## Exercise requirements
The answer is a single figure: how many lines below contain the word "ensembl".

*** Dataset entries ***

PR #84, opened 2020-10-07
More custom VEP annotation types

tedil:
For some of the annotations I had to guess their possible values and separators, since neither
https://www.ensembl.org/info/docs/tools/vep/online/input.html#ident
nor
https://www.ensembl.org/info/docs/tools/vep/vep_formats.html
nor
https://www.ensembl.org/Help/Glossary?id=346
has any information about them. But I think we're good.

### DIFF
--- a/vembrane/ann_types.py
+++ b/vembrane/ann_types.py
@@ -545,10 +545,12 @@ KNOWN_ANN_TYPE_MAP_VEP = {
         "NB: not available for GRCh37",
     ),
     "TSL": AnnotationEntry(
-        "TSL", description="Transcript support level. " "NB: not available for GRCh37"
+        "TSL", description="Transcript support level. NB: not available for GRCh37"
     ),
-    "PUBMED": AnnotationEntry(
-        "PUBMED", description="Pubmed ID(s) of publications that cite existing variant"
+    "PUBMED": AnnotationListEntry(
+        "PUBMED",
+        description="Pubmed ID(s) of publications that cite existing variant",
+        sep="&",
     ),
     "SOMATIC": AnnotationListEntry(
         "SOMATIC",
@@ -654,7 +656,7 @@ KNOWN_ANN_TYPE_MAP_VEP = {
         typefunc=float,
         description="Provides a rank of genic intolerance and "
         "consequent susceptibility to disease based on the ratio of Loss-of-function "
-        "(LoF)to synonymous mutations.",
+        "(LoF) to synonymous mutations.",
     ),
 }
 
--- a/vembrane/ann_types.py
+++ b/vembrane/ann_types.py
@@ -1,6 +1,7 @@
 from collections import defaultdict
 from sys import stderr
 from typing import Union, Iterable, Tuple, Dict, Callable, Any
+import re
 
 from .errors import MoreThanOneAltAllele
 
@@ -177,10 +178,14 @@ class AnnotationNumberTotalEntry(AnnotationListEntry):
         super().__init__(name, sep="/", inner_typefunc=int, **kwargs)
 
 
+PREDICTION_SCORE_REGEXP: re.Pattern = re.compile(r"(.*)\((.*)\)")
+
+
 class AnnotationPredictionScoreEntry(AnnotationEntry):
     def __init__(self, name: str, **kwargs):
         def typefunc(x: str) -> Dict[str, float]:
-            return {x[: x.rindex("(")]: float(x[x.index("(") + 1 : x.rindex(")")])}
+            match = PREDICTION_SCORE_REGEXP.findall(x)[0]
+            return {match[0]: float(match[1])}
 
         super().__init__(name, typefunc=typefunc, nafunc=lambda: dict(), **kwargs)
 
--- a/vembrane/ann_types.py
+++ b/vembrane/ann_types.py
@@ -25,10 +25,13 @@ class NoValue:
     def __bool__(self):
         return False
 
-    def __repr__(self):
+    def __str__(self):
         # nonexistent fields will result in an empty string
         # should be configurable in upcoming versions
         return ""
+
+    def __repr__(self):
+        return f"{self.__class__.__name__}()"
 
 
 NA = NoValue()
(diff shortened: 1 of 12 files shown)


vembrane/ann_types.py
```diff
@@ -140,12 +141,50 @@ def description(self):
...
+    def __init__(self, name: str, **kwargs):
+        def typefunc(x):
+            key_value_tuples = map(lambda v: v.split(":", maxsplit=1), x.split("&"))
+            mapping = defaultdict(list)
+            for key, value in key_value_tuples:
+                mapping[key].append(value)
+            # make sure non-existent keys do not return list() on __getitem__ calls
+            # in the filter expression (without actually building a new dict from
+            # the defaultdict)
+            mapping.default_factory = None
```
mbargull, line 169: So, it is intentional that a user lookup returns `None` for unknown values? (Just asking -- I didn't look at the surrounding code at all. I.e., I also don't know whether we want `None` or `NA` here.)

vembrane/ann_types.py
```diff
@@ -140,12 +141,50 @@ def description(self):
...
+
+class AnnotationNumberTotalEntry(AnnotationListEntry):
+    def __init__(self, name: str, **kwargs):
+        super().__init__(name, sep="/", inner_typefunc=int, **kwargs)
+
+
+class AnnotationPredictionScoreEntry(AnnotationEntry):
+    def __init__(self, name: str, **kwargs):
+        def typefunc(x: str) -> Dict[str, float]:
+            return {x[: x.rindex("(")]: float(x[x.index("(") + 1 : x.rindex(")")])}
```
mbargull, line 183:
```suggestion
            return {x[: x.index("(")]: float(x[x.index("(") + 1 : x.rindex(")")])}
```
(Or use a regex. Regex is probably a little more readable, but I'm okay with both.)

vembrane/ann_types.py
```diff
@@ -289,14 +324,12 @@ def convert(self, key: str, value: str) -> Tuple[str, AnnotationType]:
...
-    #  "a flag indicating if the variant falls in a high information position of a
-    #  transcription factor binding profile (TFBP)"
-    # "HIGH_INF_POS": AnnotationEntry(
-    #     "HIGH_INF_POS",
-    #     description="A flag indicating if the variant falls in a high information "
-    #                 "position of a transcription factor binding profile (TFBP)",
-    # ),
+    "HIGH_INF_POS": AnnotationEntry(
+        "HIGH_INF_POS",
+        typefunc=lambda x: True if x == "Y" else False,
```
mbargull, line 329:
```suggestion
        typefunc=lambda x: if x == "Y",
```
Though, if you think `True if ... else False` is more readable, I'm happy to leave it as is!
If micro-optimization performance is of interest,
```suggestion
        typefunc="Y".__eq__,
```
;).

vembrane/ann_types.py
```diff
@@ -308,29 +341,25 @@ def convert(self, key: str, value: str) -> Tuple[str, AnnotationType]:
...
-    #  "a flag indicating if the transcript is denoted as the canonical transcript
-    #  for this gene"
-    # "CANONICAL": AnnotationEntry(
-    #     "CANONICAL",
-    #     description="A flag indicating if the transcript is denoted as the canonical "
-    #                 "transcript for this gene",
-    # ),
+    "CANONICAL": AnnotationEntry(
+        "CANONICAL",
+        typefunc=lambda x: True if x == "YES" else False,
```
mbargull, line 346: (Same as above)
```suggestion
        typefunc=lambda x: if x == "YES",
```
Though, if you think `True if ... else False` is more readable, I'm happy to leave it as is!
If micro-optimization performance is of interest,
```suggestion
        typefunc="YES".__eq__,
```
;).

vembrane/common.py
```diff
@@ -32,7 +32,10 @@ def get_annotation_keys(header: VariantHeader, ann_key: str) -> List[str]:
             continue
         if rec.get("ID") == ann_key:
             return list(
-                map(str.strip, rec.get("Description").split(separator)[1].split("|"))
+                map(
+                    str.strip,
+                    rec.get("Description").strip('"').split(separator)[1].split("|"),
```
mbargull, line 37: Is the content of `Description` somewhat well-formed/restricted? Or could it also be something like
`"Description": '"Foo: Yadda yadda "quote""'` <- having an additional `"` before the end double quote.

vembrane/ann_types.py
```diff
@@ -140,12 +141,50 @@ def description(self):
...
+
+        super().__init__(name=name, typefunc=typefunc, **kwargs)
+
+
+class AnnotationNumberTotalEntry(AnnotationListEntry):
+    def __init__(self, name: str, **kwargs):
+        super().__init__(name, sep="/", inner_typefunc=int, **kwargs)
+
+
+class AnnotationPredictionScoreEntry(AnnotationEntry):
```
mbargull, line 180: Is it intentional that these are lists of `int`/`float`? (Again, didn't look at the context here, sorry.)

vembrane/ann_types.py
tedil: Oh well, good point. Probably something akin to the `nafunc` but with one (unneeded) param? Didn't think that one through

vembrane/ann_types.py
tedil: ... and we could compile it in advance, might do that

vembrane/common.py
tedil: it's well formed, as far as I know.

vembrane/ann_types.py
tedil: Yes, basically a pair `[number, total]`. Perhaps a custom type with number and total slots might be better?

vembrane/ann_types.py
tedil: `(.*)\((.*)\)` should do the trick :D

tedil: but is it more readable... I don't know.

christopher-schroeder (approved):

*** End of Dataset entries ***

## Written response
3